**About this task**
Please return the lines, both ends included, that run from the one containing "Feat: Translate toast" to the last line of the data below, exactly and alone.
++++++++++++++++++++
PR #3263, opened 2023-06-13
Feat: Translate toast messages by adding msgi18n to callbacks

### LINKED ISSUE #3259: Add localisation (i18n) to the backend alerts and responses

### 🏷️ Feature Request Type

Other

### 🔖 Feature description

You should add translations for   alerts(their logic is in the backend):
callback({
    ok: true,
    msg: "Saved.",
    monitorID: bean.id,
});
P.S. Code taken from server.js

### ✔️ Solution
++++++++++++++++++++
**Result below**
Feat: Translate toast messages by adding msgi18n to callbacks

### LINKED ISSUE #3259: Add localisation (i18n) to the backend alerts and responses

### 🏷️ Feature Request Type

Other

### 🔖 Feature description

You should add translations for   alerts(their logic is in the backend):
callback({
    ok: true,
    msg: "Saved.",
    monitorID: bean.id,
});
P.S. Code taken from server.js

### ✔️ Solution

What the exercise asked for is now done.